WHAT YOU ARE ASKED TO DO: From the data below, copy exactly the lines that lie between the one holding "The error now" and the one holding "should stay separate?", including both, and nothing more.

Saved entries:
◆ ◆ ◆

PR #770, opened 2026-04-23
DateTimeInput: format min/max error bounds as host-local wall-clock

malberts:
Follows-up to https://github.com/ProfessionalWiki/NeoWiki/pull/753

Validation error args were passed to the i18n message as the raw UTC ISO (e.g. `Maximum value is 2025-12-31T15:45:00.000Z.`), while the rest of the edit dialog shows host-local wall-clock. The user had to do the timezone math to reconcile the two.

The error now reads e.g. `Maximum value is 31 Dec 2025, 17:45:00 GMT+2.`, consistent with the subject display.

Extracts the `toLocaleString` formatting into a shared `formatDateTimeForDisplay` helper and uses it from both `DateTimeInput` (for error args) and `DateTimeDisplay` (for the rendered value), so the two surfaces cannot drift.

## Manual browser check

Open a subject page whose value is outside the schema's `minimum`/`maximum`, click edit, and verify the error message shows the bound in host-local format with a TZ abbreviation — matching the format used by the subject display infobox.


resources/ext.neowiki/src/domain/propertyTypes/dateTimeFormat.ts
```diff
@@ -0,0 +1,25 @@
+/**
+ * Formats a UTC ISO 8601 string as a human-readable host-local wall-clock
+ * with timezone abbreviation, using the user's browser locale.
+ *
+ * Falls back to the raw input when the ISO cannot be parsed, so malformed
+ * values surface verbatim in the UI rather than as `Invalid Date`.
+ */
+export function formatDateTimeForDisplay( iso: string ): string {
```
JeroenDeDauw: Why not in `DateTime.ts` in the same folder?

alistair3149:
PR LGTM 🎉

resources/ext.neowiki/src/domain/propertyTypes/dateTimeFormat.ts
malberts: I prompted this with https://github.com/ProfessionalWiki/NeoWiki/pull/753 being the main context where @alistair3149 created a separate utility file (dateTimeConversion.ts), so it followed that convention here. But checking the other property types, we actually keep all these random functions in the main file, so I think we should collapse both files back into the main file.

@alistair3149 was there a strong reason why you made it separate? Or think that it should stay separate?

I am aware that both `dateTimeConversion` and `dateTimeFormat` are slightly more generic helpers and not strictly only for consumption by the property type (e.g. you could arguably use these functions to convert and format a date like the NeoWiki git commit date to show the version somewhere, although this is YAGNI). But in that case, the code should probably not exist in `/propertyTypes/` and rather move to a more general helpers location.

alistair3149: I separated the logic because it is a generic helper function, and to make it more testable as a standalone "class".
Yes it should be moved to a more general helper location, do we have an existing one?

malberts: We don't. I'm moving the format function in this PR back into the main file, because that is the pattern we have in Url.ts, and then we can figure out a direction afterwards.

◆ ◆ ◆

SOLVED EXERCISE:
The error now reads e.g. `Maximum value is 31 Dec 2025, 17:45:00 GMT+2.`, consistent with the subject display.

Extracts the `toLocaleString` formatting into a shared `formatDateTimeForDisplay` helper and uses it from both `DateTimeInput` (for error args) and `DateTimeDisplay` (for the rendered value), so the two surfaces cannot drift.

## Manual browser check

Open a subject page whose value is outside the schema's `minimum`/`maximum`, click edit, and verify the error message shows the bound in host-local format with a TZ abbreviation — matching the format used by the subject display infobox.


resources/ext.neowiki/src/domain/propertyTypes/dateTimeFormat.ts
```diff
@@ -0,0 +1,25 @@
+/**
+ * Formats a UTC ISO 8601 string as a human-readable host-local wall-clock
+ * with timezone abbreviation, using the user's browser locale.
+ *
+ * Falls back to the raw input when the ISO cannot be parsed, so malformed
+ * values surface verbatim in the UI rather than as `Invalid Date`.
+ */
+export function formatDateTimeForDisplay( iso: string ): string {
```
JeroenDeDauw: Why not in `DateTime.ts` in the same folder?

alistair3149:
PR LGTM 🎉

resources/ext.neowiki/src/domain/propertyTypes/dateTimeFormat.ts
malberts: I prompted this with https://github.com/ProfessionalWiki/NeoWiki/pull/753 being the main context where @alistair3149 created a separate utility file (dateTimeConversion.ts), so it followed that convention here. But checking the other property types, we actually keep all these random functions in the main file, so I think we should collapse both files back into the main file.

@alistair3149 was there a strong reason why you made it separate? Or think that it should stay separate?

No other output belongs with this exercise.